POST
Starting data2viz.io
As a first entry in this blog, we are going to explain the foundations of the data2viz project, its motivations and our vision of its future.
No good dataviz tool in the JVM
The first idea of this project happened as I was looking in the machine learning area.
I had previously taken the course https://en.coursera.org/learn/machine-learning where
all exercises were done using the mathematical tool Octave.
I wanted to do them all again but this time using
frameworks that could be used in production. I was planning to use Spark MLib and looked for a
tool to help me visualize my algorithms. I had the surprise to discover that, in the jvm
ecosystem, there were no good data visualization tools.
That was the start of the inception.
- There should be a good dataviz tool in t he JVM.
- It should allows to have a lot of features: geographic maps, animations, user interactions, …
- APIs should be explicit and easy to use.
D3.js as an inspiration
Javascript ecosystem has an amazing visualization library: D3.js. It is very popular (70k stars on github). A lot of tools are based on it (nvd3, HighCharts, RAWGraphs).
Its creator Mike Bostock has been working on it and its previous form (protovis) since 2009. It’s performant, lot of concepts have already been tested in plenty of contexts and use cases. It’s clearly one of the best source of inspiration.
We rapidly decided to create an open-source library from the concepts of D3.js.
We know that D3 has some weaknesses. The syntax is not always very understandable.
Take this code:
d3.select("body")
.append("svg")
.attr("width", 960)
.attr("height", 500)
.append("g")
.attr("transform", "translate(20,20)")
.append("rect")
.attr("width", 920)
.attr("height", 460);
The use of one statement with chained function calls makes it difficult to understand.
Is g
a child of svg
, rect
a child of g
or are their all at the same depth?
The open source project
Being a big fan of kotlin for a long time (I deployed server side applications implemented in kotlin since 2014), I knew its potential for this project.
First, the language allows to create strong internal DSLs.
val rotation = 45.deg
svg {
width = 500
height = 500
group {
transform (rotate = rotation)
rectangle {
cx = 100.0
cy = 100.0
radius = 20.0
}
}
}
In that example, 45.deg
is an extension on integer that adds a property deg
which is an instance of Angle.
We are using strong type objects. An Angle is not just a number. It’s really an Angle that can be
described using few units (degrees, rad, grad). A rotation is defined by an Angle. When the developer
writes his code, the IDE is checking immediately that correct parameter types are used for every call.
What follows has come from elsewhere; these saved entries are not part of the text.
PR #883, opened 2019-10-22
Backport kickstart tar image installation test to RHEL-8

jikortus:
I'll execute the tests once the related update in `testmap.py` is merged in cockpit/bots.

### DIFF
--- a/tests/cli/lib/lib.sh
+++ b/tests/cli/lib/lib.sh
@@ -46,7 +46,9 @@ verify_image() {
     SSH_OPTS="-o StrictHostKeyChecking=no $3"
     rlLogInfo "verify_image: SSH_OPTS:'$SSH_OPTS' SSH_USER:'$SSH_USER' SSH_MACHINE: '$SSH_MACHINE'"
     check_root_account "$@"
-    check_kernel_cmdline "$@"
+    if [ "$CHECK_CMDLINE" != 0 ]; then
+        check_kernel_cmdline "$@"
+    fi
 }
 
 check_root_account() {
--- a/tests/cli/lib/lib.sh
+++ b/tests/cli/lib/lib.sh
@@ -16,6 +16,28 @@ if [ "$COMPOSER_TEST_FAIL_FAST" == "1" ]; then
   }
 fi
 
+export QEMU_BIN="/usr/libexec/qemu-kvm"
+export QEMU="$QEMU_BIN -machine accel=kvm:tcg"
+export SSH_PORT=2222
+
+boot_image() {
+    QEMU_BOOT=$1
+    TIMEOUT=$2
+    rlRun -t -c "$QEMU -m 2048 $QEMU_BOOT -nographic -monitor none \
+                 -net user,id=nic0,hostfwd=tcp::$SSH_PORT-:22 -net nic &"
+    # wait for ssh to become ready (yes, http is the wrong protocol, but it returns the header)
+    tries=0
+    until curl -sS -m 15 "http://localhost:$SSH_PORT/" | grep 'OpenSSH'; do
+        tries=$((tries + 1))
+        if [ $tries -gt $TIMEOUT ]; then
+            exit 1
+        fi
+        sleep 1
+        echo "DEBUG: Waiting for ssh become ready before testing ..."
+    done;
+}
+
+
 # a generic helper function unifying the specific checks executed on a running
 # image instance
 verify_image() {
--- a/tests/cli/lib/lib.sh
+++ b/tests/cli/lib/lib.sh
@@ -23,7 +23,7 @@ export SSH_PORT=2222
 boot_image() {
     QEMU_BOOT=$1
     TIMEOUT=$2
-    rlRun -t -c "$QEMU -m 2048 $QEMU_BOOT -nographic -monitor none \
+    rlRun -t -c "$QEMU -m 2048 $QEMU_BOOT -nographic \
                  -net user,id=nic0,hostfwd=tcp::$SSH_PORT-:22 -net nic &"
     # wait for ssh to become ready (yes, http is the wrong protocol, but it returns the header)
     tries=0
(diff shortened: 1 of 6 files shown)


jikortus:
@bcl Could you please grant devel_ack+ for RHBZ1733975?

Makefile
```diff
@@ -55,6 +55,7 @@ test_images:
 	sudo -E ./tests/test_cli.sh tests/cli/test_compose_ext4-filesystem.sh  \
 				    tests/cli/test_compose_partitioned-disk.sh \
 				    tests/cli/test_compose_tar.sh              \
+				    tests/cli/test_compose_tar_kickstart.sh    \
```
atodorov: FYI not really needed. In fact this target is being removed in #885.

tests/cli/lib/lib.sh
```diff
@@ -16,14 +16,14 @@ if [ "$COMPOSER_TEST_FAIL_FAST" == "1" ]; then
   }
 fi
 
-export QEMU_BIN="/usr/bin/qemu-system-$(uname -m)"
+export QEMU_BIN="/usr/libexec/qemu-kvm"
```
atodorov: this change should go together with the 1st commit in the sequence

tests/cli/test_compose_tar_kickstart.sh
```diff
@@ -0,0 +1,139 @@
...
+        rlAssertEquals "SELinux operates in enforcing mode" "$(getenforce)" "Enforcing"
+        uuid=$($CLI compose start $bp_name tar)
+        rlAssertEquals "exit code should be zero" $? 0
+
+        uuid=$(echo $uuid | cut -f 2 -d' ')
+    rlPhaseEnd
+
+    rlPhaseStartTest "compose finished"
+        if [ -n "$uuid" ]; then
+            until $CLI compose status | grep -E "$uuid (FINISHED|FAILED)"; do
```
atodorov: Missing `\` before `|`. (Same error also on rhel7-extras branch).

Makefile
jikortus: OK, I'll get rid of it.

tests/cli/lib/lib.sh
jikortus: OK, will move that to the 1st commit.

tests/cli/test_compose_tar_kickstart.sh
jikortus: I fail to see why the backslash should be put there? If it was just `grep` without `-E`, I'd need to escape the parentheses and pipe, but as it is an extended regexp, this is not the case. Or is it something else you are getting at?

atodorov: Hmm, I didn't actually try to see if the backslash was required. I just noticed that was different from the other code snippets that reference the same code. There is actually a helper function but if you want to use it then you'll have to cherry-pick it from master which is outside the scope of this change. 

You can still do it if you want. IMO having the test suite not diverge too much between branches is a good thing.

jikortus: You're right that we should strive for the lowest divergence possible across branches. I had a look at the state of the aforementioned piece of code checking for compose finish on master is different from `rhel7-extras` and `rhel8-branch`, plus that the function you mentioned hasn't been backported from master. I totally agree that using the `wait_for_compose` function is the best approach, however, at this state, I'd rather consider backporting this in different PRs (both for `rhel7-extras` and `rhel8-branch`) later on.

tests/cli/test_compose_tar_kickstart.sh
```diff
@@ -0,0 +1,139 @@
...
+name = "sudo"
+version = "*"
+
+[[packages]]
+name = "audit"
+version = "*"
+
+[[groups]]
+name = "anaconda-tools"
+version = "*"
```
atodorov: Also missing package kernel which is stated as required in the description of this test case. The variant which was on master branch was missing anaconda-tools+kernel and was running into some issues. Retest is still in progress (#887)

tests/cli/test_compose_tar_kickstart.sh
atodorov: While testing https://github.com/weldr/lorax/pull/887 on Fedora 31 the compose itself failed and b/c it wasn't using the `wait_for_compose()` function we didn't have logs. I've made the necessary change and will open tickets to cherry-pick these changes for the rhel branches.

bcl:
Should we backport #871 first?

tests/cli/test_compose_tar_kickstart.sh
jikortus: The test works for me as it is, without `kernel` package. IIRC the need for `anaconda-tools`/`kernel` differs across the main branches, doesn't it? Also most probably `audit` should go away if #871 is backported, as Brian suggests.

atodorov:
> Should we backport #871 first?

No. #871 modifies the file ` tests/cli/test_compose_tar_kickstart.sh` (among others) but this PR adds it in the first place. #883 should be reviewed and merged first then #871 and #885 should be backported downstream.

atodorov:
@jikortus given the latest changes in 871 and subsequent pull requests I think the following is a reasonable course of action:

1) Drop the last commit "tests: Increase test VM memory to 3 GB" from this pull request b/c nested virt seems to fail anyway (so although this change is fine it doesn't matter in the long run) and we'll start the backport immediately.

2) No other changes to the PR, will merge the rest as is b/c the backport of 871 will change it anyway. 

As for needing kernel & other packages: 871 adds what it needs in the blueprint and IMO we should keep it the same during the packport. This is also the reason we can merge as is ATM.


What do you think ?

jikortus:
@atodorov: OK, what you are suggesting makes sense to me. I dropped the commit "tests: Increase test VM memory to 3 GB" and will work on backporting #871 after this PR is merged.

It’s
a great assistance that allows to be much more productive than with a dynamic language.
Another great asset of kotlin is its multiplatform deployment.
With kotlin, it is possible to compile code to both JVM and JS (kotlin is JS production ready since version 1.1).
So the main idea was to start from d3js concepts and algorithms, port them into an open source kotlin library. We started this part of the project in Q2 2017. Taking D3.js as an example, we’ve been essentialy focused on the kotlin.js implementation but the idea is to have a truly multiplatform version.
What’s next?
Coding an open source library is not an end in itself. At one moment you need to earn some money for a living.
We are also working on tooling this library. Indeed, the code assistance provided by an IDE is a first step for productive building of datavisualizations but we can go much further.
The process of building dataviz is based on the transformation of domain objects (data) into visual concept (shapes, colors, animation, …).
All these are transformation functions that could be configurate with the assistance of editors.
The chrome dev plugin has this kind of editor:
Having a bunch of transformation functions and associated editors would make the creation of dataviz really more productive.
That is our long term vision for data2viz!